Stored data
PR #7217, opened 2015-05-14
CONCF-547: Adjust code manipulating page header to recent changes done to page header

inez:
/cc @dianafa @bognix

### DIFF
--- a/extensions/VisualEditor/wikia/modules/ve/ui/widgets/ve.ui.WikiaFocusWidget.js
+++ b/extensions/VisualEditor/wikia/modules/ve/ui/widgets/ve.ui.WikiaFocusWidget.js
@@ -33,7 +33,6 @@ ve.ui.WikiaFocusWidget = function VeUiWikiaFocusWidget( surface ) {
 	this.$body = this.$( this.getElementDocument() ).find( 'body:first' );
 	this.$window = this.$( this.getElementWindow() );
 	this.$surface = surface.$element;
-
 	this.$navBackground = this.$( '.WikiNav .navbackground' );
 	this.$localNavigation = this.$( '#localNavigation' );
 	this.$wikiaAds = this.$( '.hide-to-edit, .hide-for-edit, .wikia-ad, #WikiaAdInContentPlaceHolder' );
--- a/extensions/VisualEditor/wikia/modules/ve/ui/widgets/ve.ui.WikiaFocusWidget.js
+++ b/extensions/VisualEditor/wikia/modules/ve/ui/widgets/ve.ui.WikiaFocusWidget.js
@@ -33,12 +33,9 @@ ve.ui.WikiaFocusWidget = function VeUiWikiaFocusWidget( surface ) {
 	this.$body = this.$( this.getElementDocument() ).find( 'body:first' );
 	this.$window = this.$( this.getElementWindow() );
 	this.$surface = surface.$element;
-	this.$pageHeaderElements = this.$( '#WikiaPageHeader' ).children( ':not( .header-container  )' ).add( '.header-tally' );
 
 	this.$navBackground = this.$( '.WikiNav .navbackground' );
 	this.$localNavigation = this.$( '#localNavigation' );
-	this.$wikiaBarWrapper = this.$( '#WikiaBarWrapper' );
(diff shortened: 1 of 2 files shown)


inez:
Tests are breaking for not related reason - ignore please.

extensions/VisualEditor/wikia/modules/ve/ui/widgets/ve.ui.WikiaFocusWidget.js
```diff
@@ -285,7 +286,8 @@ ve.ui.WikiaFocusWidget.prototype.hideDistractions = function () {
 		mw.config.get( 'WikiaBar' ).hide();
 	}
 	// Visibility property - problem with edit button opening when setting display property
-	this.$pageHeaderElements.css( 'visibility', 'hidden' );
+	//this.$pageHeaderElements.css( 'visibility', 'hidden' );
```
bognix: why this is commented out not removed?

inez: No reason, just forgot

extensions/VisualEditor/wikia/modules/ve/ui/widgets/ve.ui.WikiaFocusWidget.js
```diff
@@ -33,7 +33,8 @@ ve.ui.WikiaFocusWidget = function VeUiWikiaFocusWidget( surface ) {
 	this.$body = this.$( this.getElementDocument() ).find( 'body:first' );
 	this.$window = this.$( this.getElementWindow() );
 	this.$surface = surface.$element;
-	this.$pageHeaderElements = this.$( '#WikiaPageHeader' ).children( ':not( h1 )' );
+	this.$pageHeaderElements = this.$( '#WikiaPageHeader' ).children( ':not( .header-container  )' ).add( '.header-tally' );
```
bognix: why not add some class to WikiaPageHeader when VE is loaded and inside PageHeader.scss style things which should be hidden/visible.
This way all code related with styling PageHeader would be in one place.
Without knowing VE code root cause wasn't obvious.

inez: I don't see a benefit of it, coupling would still remain - as ve would have to know of internals of header (to know which class where to add). Using ve-activated class, as now, at least makes it easy to notice in header code that it styles slightly different for VE.
Ultimately I think it should be handled in a way more manageable way without creating such a strong coupling but I don't have time to handle it now.

bognix: If there is such class added we can add styles inside PageShare.scss and all JS here can be removed.

inez: That class is added for sure, code in this pr depends on it.
I know we didn't use it originally because content in page header wasn't completely predictable, I'm not sure if it changed. (I don't remember details)

dianafa: It doesn't look good, if there is a possibility we should move styling to .css file, especially when we know, that that class is already added.

extensions/VisualEditor/wikia/modules/ve/ui/widgets/ve.ui.WikiaFocusWidget.js
```diff
@@ -306,7 +308,8 @@ ve.ui.WikiaFocusWidget.prototype.showDistractions = function () {
 	if ( this.showWikiaBar ) {
 		mw.config.get( 'WikiaBar' ).show();
 	}
-	this.$pageHeaderElements.css( 'visibility', 'visible' );
+	//this.$pageHeaderElements.css( 'visibility', 'visible' );
+	this.$pageHeaderElements.show();
```
dianafa: the same here

bognix:
ping @inez @vforge @hakubo

hakubo:
LGTM, Thanks everybody :)

dianafa:
LGTM

vforge:
LGTM

inez:
Lgtm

## YOUR OBJECTIVE
Transcribe the records exactly as given.

## THE COMPLETED TASK
PR #7217, opened 2015-05-14
CONCF-547: Adjust code manipulating page header to recent changes done to page header

inez:
/cc @dianafa @bognix

### DIFF
--- a/extensions/VisualEditor/wikia/modules/ve/ui/widgets/ve.ui.WikiaFocusWidget.js
+++ b/extensions/VisualEditor/wikia/modules/ve/ui/widgets/ve.ui.WikiaFocusWidget.js
@@ -33,7 +33,6 @@ ve.ui.WikiaFocusWidget = function VeUiWikiaFocusWidget( surface ) {
 	this.$body = this.$( this.getElementDocument() ).find( 'body:first' );
 	this.$window = this.$( this.getElementWindow() );
 	this.$surface = surface.$element;
-
 	this.$navBackground = this.$( '.WikiNav .navbackground' );
 	this.$localNavigation = this.$( '#localNavigation' );
 	this.$wikiaAds = this.$( '.hide-to-edit, .hide-for-edit, .wikia-ad, #WikiaAdInContentPlaceHolder' );
--- a/extensions/VisualEditor/wikia/modules/ve/ui/widgets/ve.ui.WikiaFocusWidget.js
+++ b/extensions/VisualEditor/wikia/modules/ve/ui/widgets/ve.ui.WikiaFocusWidget.js
@@ -33,12 +33,9 @@ ve.ui.WikiaFocusWidget = function VeUiWikiaFocusWidget( surface ) {
 	this.$body = this.$( this.getElementDocument() ).find( 'body:first' );
 	this.$window = this.$( this.getElementWindow() );
 	this.$surface = surface.$element;
-	this.$pageHeaderElements = this.$( '#WikiaPageHeader' ).children( ':not( .header-container  )' ).add( '.header-tally' );
 
 	this.$navBackground = this.$( '.WikiNav .navbackground' );
 	this.$localNavigation = this.$( '#localNavigation' );
-	this.$wikiaBarWrapper = this.$( '#WikiaBarWrapper' );
(diff shortened: 1 of 2 files shown)


inez:
Tests are breaking for not related reason - ignore please.

extensions/VisualEditor/wikia/modules/ve/ui/widgets/ve.ui.WikiaFocusWidget.js
```diff
@@ -285,7 +286,8 @@ ve.ui.WikiaFocusWidget.prototype.hideDistractions = function () {
 		mw.config.get( 'WikiaBar' ).hide();
 	}
 	// Visibility property - problem with edit button opening when setting display property
-	this.$pageHeaderElements.css( 'visibility', 'hidden' );
+	//this.$pageHeaderElements.css( 'visibility', 'hidden' );
```
bognix: why this is commented out not removed?

inez: No reason, just forgot

extensions/VisualEditor/wikia/modules/ve/ui/widgets/ve.ui.WikiaFocusWidget.js
```diff
@@ -33,7 +33,8 @@ ve.ui.WikiaFocusWidget = function VeUiWikiaFocusWidget( surface ) {
 	this.$body = this.$( this.getElementDocument() ).find( 'body:first' );
 	this.$window = this.$( this.getElementWindow() );
 	this.$surface = surface.$element;
-	this.$pageHeaderElements = this.$( '#WikiaPageHeader' ).children( ':not( h1 )' );
+	this.$pageHeaderElements = this.$( '#WikiaPageHeader' ).children( ':not( .header-container  )' ).add( '.header-tally' );
```
bognix: why not add some class to WikiaPageHeader when VE is loaded and inside PageHeader.scss style things which should be hidden/visible.
This way all code related with styling PageHeader would be in one place.
Without knowing VE code root cause wasn't obvious.

inez: I don't see a benefit of it, coupling would still remain - as ve would have to know of internals of header (to know which class where to add). Using ve-activated class, as now, at least makes it easy to notice in header code that it styles slightly different for VE.
Ultimately I think it should be handled in a way more manageable way without creating such a strong coupling but I don't have time to handle it now.

bognix: If there is such class added we can add styles inside PageShare.scss and all JS here can be removed.

inez: That class is added for sure, code in this pr depends on it.
I know we didn't use it originally because content in page header wasn't completely predictable, I'm not sure if it changed. (I don't remember details)

dianafa: It doesn't look good, if there is a possibility we should move styling to .css file, especially when we know, that that class is already added.

extensions/VisualEditor/wikia/modules/ve/ui/widgets/ve.ui.WikiaFocusWidget.js
```diff
@@ -306,7 +308,8 @@ ve.ui.WikiaFocusWidget.prototype.showDistractions = function () {
 	if ( this.showWikiaBar ) {
 		mw.config.get( 'WikiaBar' ).show();
 	}
-	this.$pageHeaderElements.css( 'visibility', 'visible' );
+	//this.$pageHeaderElements.css( 'visibility', 'visible' );
+	this.$pageHeaderElements.show();
```
dianafa: the same here

bognix:
ping @inez @vforge @hakubo

hakubo:
LGTM, Thanks everybody :)

dianafa:
LGTM

vforge:
LGTM

inez:
Lgtm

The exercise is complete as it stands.